Extracted data entries
━━━

PR #973, opened 2022-12-20
As sysadmin not able to create the deployment from CLI without airflow version tag

ajayy004:
## Description
 Houston has a logic to determine default trigger count based on airflow version, so no need to provide default trigger count

## 🎟 Issue(s)

Related https://github.com/astronomer/issues/issues/5265

## 🧪 Functional Testing

## 📸 Screenshots

## 📋 Checklist


cmd/software/deployment.go
```diff
@@ -143,7 +143,7 @@ func newDeploymentCreateCmd(out io.Writer) *cobra.Command {
 	}
 
 	if triggererEnabled {
-		cmd.Flags().IntVarP(&createTriggererReplicas, "triggerer-replicas", "", 1, "Number of replicas to use for triggerer airflow component, valid 0-2")
+		cmd.Flags().IntVarP(&createTriggererReplicas, "triggerer-replicas", "", -1, "Number of replicas to use for triggerer airflow component, valid 0-2")
```
neel-astro, line 146: The default value set here is also added in the help function, which could mislead users to believe that by default triggerer won't get created. A cleaner approach to do the same thing would be to use keep default here as `1` and then have the logic to check if the a value has been passed by the user or not in `deploymentCreate` function.

The logic could look like this:
```
if !cmd.Flags().Changed("triggerer-replicas") {
        createTriggererReplicas = -1
}
```

Reference: https://pkg.go.dev/github.com/spf13/pflag#FlagSet.Changed

neel-astro (commented):
left a minor comment, looks fine otherwise

cmd/software/deployment.go
```diff
@@ -143,7 +143,11 @@ func newDeploymentCreateCmd(out io.Writer) *cobra.Command {
 	}
 
 	if triggererEnabled {
-		cmd.Flags().IntVarP(&createTriggererReplicas, "triggerer-replicas", "", 1, "Number of replicas to use for triggerer airflow component, valid 0-2")
+		cmd.Flags().IntVarP(&createTriggererReplicas, "triggerer-replicas", "", 0, "Number of replicas to use for triggerer airflow component, valid 0-2")
+	}
+
+	if !cmd.Flags().Changed("triggerer-replicas") {
+		createTriggererReplicas = -1
 	}
```
neel-astro, line 151: This logic needs to be in `deploymentCreate` function in this file, over here `cmd.Flags().Changed("triggerer-replicas")` will always evaluate to `false`

neel-astro (changes requested):

software/deployment/deployment.go
```diff
@@ -140,15 +138,8 @@ func CheckTriggererEnabled(client houston.ClientInterface) bool {
...
-	// reset triggerer count to zero in case airflowVersion < 2.2.0
-	if airflowVersion != "" {
-		if version, _ := semver.NewVersion(airflowVersion); version != nil && version.LessThan(triggererAllowedAirflowVersion) {
-			triggererReplicas = 0
-		}
-	}
-
-	if CheckTriggererEnabled(client) {
+func addTriggererReplicasArg(vars map[string]interface{}, client houston.ClientInterface, triggererReplicas int) {
+	if CheckTriggererEnabled(client) && triggererReplicas != -1 {
```
neel-astro, line 142: not exactly related to this function, but if you could add a unit test case for the createDeployment logic where triggererReplicas is -1 that would be great.

neel-astro (approved):
functionally LGTM, left a minor nitpick to add a unit test to cover the newly added scenario.

neel-astro (approved):

Issue #904, opened 2022-11-28
Tell user about new CLI release when they run a command


sunkickr:
- [X] I have checked that a similar [feature request](https://github.com/astronomer/astro-cli/issues?q=is%3Aopen+is%3Aissue+label%3A%22feature+request%22) does not already exist.

**✍️ Is your feature request related to a problem? Please describe.**

Users need to know when the latest release of the CLI is avalible and if they are on an old release

**🧩 Describe the solution you'd like**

━━━

* _Directions for this task_: Find all the lines with "like" in the data and copy them.

* _Reply_:
The logic could look like this:
**🧩 Describe the solution you'd like**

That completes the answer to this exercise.